■ What is expected: Return, from the lines below, each one that includes the word "instructions".

■ Supplied information:
PR #56797, opened 2025-03-28
Remove declare(strict_types=1) from wc-product-functions.php

tjcafferkey:
### Changes proposed in this Pull Request:

Removes `declare(strict_types=1);` from `wc-product-functions.php` to prevent fatal TypeError exceptions when non-numeric values are passed to `wc_get_related_products()`. This declaration was causing PHP to enforce strict type checking, which would fail when performing arithmetic operations on the `$limit` parameter if it was passed as a string.

Closes https://github.com/woocommerce/woocommerce/issues/56485

(For Bug Fixes) Bug introduced in PR https://github.com/woocommerce/woocommerce/pull/55843

### Screenshots or screen recordings:

| Before | After |
| ------ | ----- |
|        |       |

### How to test the changes in this Pull Request:

Using the [WooCommerce Testing Instructions Guide](https://github.com/woocommerce/woocommerce/wiki/Writing-high-quality-testing-instructions), include your detailed testing instructions:

1. Edit `wc_get_related_products()` in `wc-product-functions.php` 
2. As the first line _within_ the function add `$limit = '5';` as shown below.
3. Ensure no fatal error occurs on the product page.

```php
function wc_get_related_products( $product_id, $limit = 5, $exclude_ids = array(), $related_by = array() ) {
	$limit          = '5';
```

### Changelog entry

-   [ ] Automatically create a changelog entry from the details below.

-   [ ] This Pull Request does not require a changelog entry. (Comment required below)

<details>

<summary>Changelog Entry Details</summary>

#### Significance

-   [ ] Patch
-   [ ] Minor
-   [ ] Major

#### Type

-   [ ] Fix - Fixes an existing bug
-   [ ] Add - Adds functionality
-   [ ] Update - Update existing functionality
-   [ ] Dev - Development related task
-   [ ] Tweak - A minor adjustment to the codebase
-   [ ] Performance - Address performance issues
-   [ ] Enhancement - Improvement to existing functionality

#### Message 

</details>

<details>

<summary>Changelog Entry Comment</summary>

#### Comment 

</details>

PR #58140, opened 2025-05-20
[Checkout] Support for shareable checkout URLs which pre-populate the cart/coupons

mikejolley:

## Changes proposed in this Pull Request

This PR introduces the ability to generate a cart from a link which redirects to checkout with a unique session ID, or load a cart via a token in the query string. 

An example link: 

```
https://store.local/checkout-link/?products=18%3A2%2C19%3A1&coupon=TEST
```

or without encoding:

```
https://store.local/checkout-link/?products=18:2,19:1&coupon=TEST
```

The main changes include:

- New `/checkout-link` endpoint that allows users to pre-populate their cart by visiting a URL with product IDs and product Qty, and optional coupon code.
- Support for loading a cart session via a token in the query string, enabling persistent and shareable carts.
- Improved error handling and user notices for invalid products and coupons, with more user-friendly messages (e.g., “Product with ID '999999' was not found and cannot be added to the cart.” and “Coupon 'INVALID_COUPON' cannot be applied because it does not exist.”).
- Refactored session and cart token utilities to support the new flows.
- E2E Playwright tests for:
  - Valid cart and coupon via checkout link
  - Invalid coupon via checkout link
  - Invalid product(s) via checkout link (both mixed and only invalid)
- Updated error messages in `class-wc-coupon.php` and `class-wc-discounts.php` for consistency and clarity.

## Benefits

- Enables external sites, emails, or marketing campaigns to link directly to a pre-filled WooCommerce cart or checkout.
- Supports persistent, shareable carts via tokens.
- Improves UX with clear, actionable error messages for invalid cart/coupon scenarios.

## Testing instructions

1. **Valid Cart Link**
   - Visit `/checkout-link?products=<valid_id_1>,<valid_id_2>&coupon=<valid_coupon>`
   - You should be redirected to checkout with both products in the cart and the coupon applied.

2. **Valid Cart Link w/ product quantities**
   - Visit `/checkout-link?products=<valid_id_1>:2,<valid_id_2>&coupon=<valid_coupon>`
   - You should be redirected to checkout with both products in the cart and the coupon applied.
   - <valid_id_1> should have a quantity of 2
   
3. **Invalid Coupon**
   - Visit `/checkout-link?products=<valid_id_1>,<valid_id_2>&coupon=INVALID_COUPON`
   - You should see a notice: `Coupon "INVALID_COUPON" cannot be applied because it does not exist.`

4. **Invalid Product (mixed)**
   - Visit `/checkout-link?products=<valid_id_1>,999999`
   - You should see a notice: `Product with ID "999999" was not found and cannot be added to the cart.`
   - The valid product should still be in the cart.

5. **Only Invalid Product**
   - Visit `/checkout-link?products=999999`
   - You should be redirected to the cart page.
   - You should see a notice: `The provided checkout link was out of date or invalid. No products were added to the cart.`

6. **Cart Token** (logged out)
   - Repeat step 1. You'll be on the checkout.
   - Copy the page address. Notice `session=` is part of the URL.
   - Open a new incognito window or different browser.
   - Visit the link. You should see the same cart contains and can proceed with ordering.
   - Check the application panel in console and look at the session cookie. Compare to the original window. The cookies will be difference because the session was cloned when launching incognito session.

7. **E2E Tests**
   - Run Playwright E2E tests in `plugins/woocommerce/tests/e2e-pw/tests/checkout/checkout-link.spec.js` to verify all scenarios.

## Checklist

- [x] My code is tested and passes existing unit/E2E tests
- [x] I have added new tests where applicable
- [x] I have updated relevant documentation
- [x] I have reviewed the [contributing guidelines](https://github.com/woocommerce/woocommerce/blob/trunk/CONTRIBUTING.md)
- [x] This PR adheres to the project spec ([external_-checkout-experience-implementation-feb-2025.pdf](external_-checkout-experience-implementation-feb-2025.pdf))

### Changelog entry

<details>

#### Significance

-   [ ] Patch
-   [ ] Minor
-   [ ] Major

#### Type

#### Message 

</details>

<details>

#### Comment 

</details>


plugins/woocommerce/src/Blocks/Domain/Services/CheckoutLink.php
```diff
@@ -0,0 +1,115 @@
...
+		$controller->empty_cart();
+
+		// Populate cart with products.
+		$products = wp_parse_id_list( get_query_var( 'products' ) ?? '' );
+		foreach ( $products as $product_id ) {
+			try {
+				$controller->add_to_cart(
+					[
+						'id'       => $product_id,
+						'quantity' => 1,
```
senadir: quantity is passed in, so it should be handled.

plugins/woocommerce/src/Blocks/Domain/Services/CheckoutLink.php
```diff
@@ -0,0 +1,115 @@
...
+	 * Generate a cart token.
+	 *
+	 * @return string
+	 */
+	private function generate_cart_token() {
+		return JsonWebToken::create(
+			[
+				'user_id' => SessionUtils::generate_customer_id(),
+				'exp'     => time() + DAY_IN_SECONDS,
+				'iss'     => 'checkout-link',
```
senadir: Would this matter here? would going from Store API to link break? I'd love as a follow up to include this link in Store API cart/checkout reponses.

plugins/woocommerce/changelog/integra-28-add-ability-to-generate-a-cart-from-link-or-load-up-via
```diff
@@ -0,0 +1,4 @@
+Significance: minor
+Type: enhancement
+
+Added new `checkout-link` endpoint which accepts a command separated list of product ids and a coupon code to prepopulate the cart and redirect to checkout with a new session. Allows for shareable carts. Supports simple products without additional options.
```
senadir:
```suggestion
Added new `checkout-link` endpoint which accepts a comma separated list of product ids and a coupon code to prepopulate the cart and redirect to checkout with a new session. Allows for shareable carts. Supports simple products without additional options.
```

plugins/woocommerce/src/Blocks/Domain/Services/CheckoutLink.php
```diff
@@ -0,0 +1,128 @@
...
+	}
+
+	/**
+	 * Process the query params and return the checkout link to redirect to complete with session token.
+	 *
+	 * @return string The checkout link.
+	 */
+	protected function get_checkout_link() {
+		$controller = new CartController();
+		$controller->empty_cart();
```
senadir: Do we need to do this that early? Can't we wait until we validate that params are on the "correct" shape and possibly, having no errors?

plugins/woocommerce/src/Blocks/Domain/Services/CheckoutLink.php
```diff
@@ -0,0 +1,128 @@
...
+				list( $product_id, $qty ) = explode( ':', $product_id_qty );
+			} else {
+				$product_id = $product_id_qty;
+				$qty        = 1;
+			}
+			if ( ! absint( $product_id ) ) {
+				continue;
+			}
+			try {
+				$controller->add_to_cart(
```
senadir, line 141: Correct me if I'm wrong but this should just work with variation product ids right? I will test regardless.

plugins/woocommerce/src/Blocks/Domain/Services/CheckoutLink.php
```diff
@@ -0,0 +1,128 @@
...
+				return add_query_arg( 'wc_error', $empty_cart_notice, wc_get_cart_url() );
+			}
+
+			return wc_get_cart_url();
+		}
+
+		$redirect_url = wc_get_checkout_url();
+
+		// If the user is logged in, the session is tied to the user ID. Do not use a cart token.
+		if ( ! is_user_logged_in() ) {
```
senadir, line 195: 🤔 I agree that session is tied to the logged in user, I think we need a follow up here in which we still attach the cart token regardless, so that taking that url to a different browser will prompt you to login (redirect to login screen). 

We have some possible outcomes here:
- Cart token becomes powerful enough/trusted-enough that we just login the customer using the token. Continues from where their left in their browser.
- Cart token stays the same, we prompt the user to login at that screen, continue where you left.
- We duplicate the cart (A la Shopify) to that user continues from where they left, this would allow safer link sharing, and is how Shopify works. I think the logic of copying will need to be iterated slightly, includes keeping things like stock and possibly private products into account, cart item customization should ideally be copied, coupons should not. If cart cannot be fully copied, we prompt the user to login.

plugins/woocommerce/src/Blocks/Domain/Services/CheckoutLink.php
```diff
@@ -0,0 +1,128 @@
...
+			$session_token = CartTokenUtils::get_cart_token( wc()->session->get_customer_id() );
+			$redirect_url  = add_query_arg( 'session', $session_token, $redirect_url );
```
senadir, line 197: One thing we discussed in slack is that instead of creating a new link, we should preserve query params, can we copy all query params to the new link? I think that's doable, if not, replace the `checkout-link` with `checkout` (or whatever is called), remove `products` and `coupon` and add `session`.

plugins/woocommerce/src/StoreApi/SessionHandler.php
```diff
@@ -78,13 +79,14 @@ public function get_session( $customer_id, $default = false ) {
 
 		$value = $wpdb->get_var(
 			$wpdb->prepare(
-				"SELECT session_value FROM $this->table WHERE session_key = %s", // phpcs:ignore WordPress.DB.PreparedSQL.InterpolatedNotPrepared
+				'SELECT session_value FROM %i WHERE session_key = %s',
```
senadir, line 82: [TIL](https://developer.wordpress.org/reference/classes/wpdb/prepare/#changelog)

plugins/woocommerce/includes/class-wc-session-handler.php
```diff
@@ -88,81 +161,97 @@ public function init() {
...
+		 * Note: If the filtered data is empty, the session will be destroyed and the
+		 * guest's session cookie will be removed. This can be useful for high-traffic
+		 * sites that prioritize page caching over maintaining all session data.
+		 *
+		 * @since 9.9.0
+		 *
+		 * @param array $session_data The session data loaded from storage.
+		 * @return array Modified session data to be used for initialization.
+		 */
+		$this->_data = apply_filters( 'woocommerce_restored_session_data', $this->get_session_data() );
```
senadir: I'm slightly torn here, we might have a privacy issue here. By loading the session as is, we risk exposing the customer address, this can be tricky in a sniffing attack because the token is in the URL and the URL is not private.

What Shopify does is copy the cart but leave out the address part, so copying the link in a new window only adds items. Modifying cart (adding more items) seems to generate a new cart/cart token, so those are not carried over.

Customer session is identified further via cookies it seems (not a part we would care about just yet).

My suggestion would be to do the following:
- Session restored via cookies get all the session.
- Session restored via request gets only items, possible fork:
    - Reading the token payload, token generated via Store API that get added as a header restores all the session (acts like cookies).
    - Token generated via redirect only copies cart.

This also possibly addresses my comment below(/above?) about copying cart for logged in customers.

plugins/woocommerce/includes/class-wc-session-handler.php
```diff
@@ -210,14 +330,14 @@ public function maybe_set_customer_session_cookie() {
 	 */
 	public function set_customer_session_cookie( $set ) {
 		if ( $set ) {
-			$to_hash           = $this->_customer_id . '|' . $this->_session_expiration;
-			$cookie_hash       = hash_hmac( 'md5', $to_hash, wp_hash( $to_hash ) );
-			$cookie_value      = $this->_customer_id . '||' . $this->_session_expiration . '||' . $this->_session_expiring . '||' . $cookie_hash;
-			$this->_has_cookie = true;
+			$cookie_hash  = $this->hash( $this->_customer_id . '|' . $this->_session_expiration );
+			$cookie_value = $this->_customer_id . '|' . $this->_session_expiration . '|' . $this->_session_expiring . '|' . $cookie_hash;
```
senadir, line 362: Any idea why `||` was used? Would it matter that we invalidate existing cookies? I think that's fine, they expire in 2 days anyway.

plugins/woocommerce/includes/class-wc-session-handler.php
```diff
@@ -449,19 +553,6 @@ public function forget_session() {
...
 	}
 
-	/**
-	 * When a user is logged out, ensure they have a unique nonce by using the customer/session ID.
-	 *
-	 * @deprecated 5.3.0
-	 * @param int $uid User ID.
-	 * @return int|string
-	 */
-	public function nonce_user_logged_out( $uid ) {
```
senadir, line 459: Couldn't find public usage of this function, but there's a hook with a similar name,

senadir (changes requested):
Thank you @mikejolley for a great PR. I left an initial review that involves mainly the code and the logic flow, I will follow up with a functional testing one.

I requested some changes that slightly increased the scope of this PR but that I deem necessary for now

plugins/woocommerce/includes/class-wc-session-handler.php
mikejolley: No valid reason. There is a separate issue for this, I just applied the fix here while I was touching the file. Can be addressed separately and rebased later.

plugins/woocommerce/includes/class-wc-session-handler.php
mikejolley: It was deprecated 4 years ago and replaced. Used to be hooked in.

plugins/woocommerce/includes/class-wc-session-handler.php
senadir: Fine to leave it

plugins/woocommerce/src/Blocks/Domain/Services/CheckoutLink.php
```diff
@@ -0,0 +1,128 @@
...
+				wc_add_notice( $e->getMessage(), 'error' );
+			}
+		}
+
+		// Apply coupon if provided.
+		$coupon = wc_format_coupon_code( wp_unslash( $_GET['coupon'] ?? '' ) ); // phpcs:ignore WordPress.Security.NonceVerification.Recommended, WordPress.Security.ValidatedSanitizedInput.InputNotSanitized
+
+		if ( wc_coupons_enabled() && ! empty( $coupon ) ) {
+			try {
+				$controller->apply_coupon( $coupon );
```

■ Solution to the exercise:
Using the [WooCommerce Testing Instructions Guide](https://github.com/woocommerce/woocommerce/wiki/Writing-high-quality-testing-instructions), include your detailed testing instructions:
## Testing instructions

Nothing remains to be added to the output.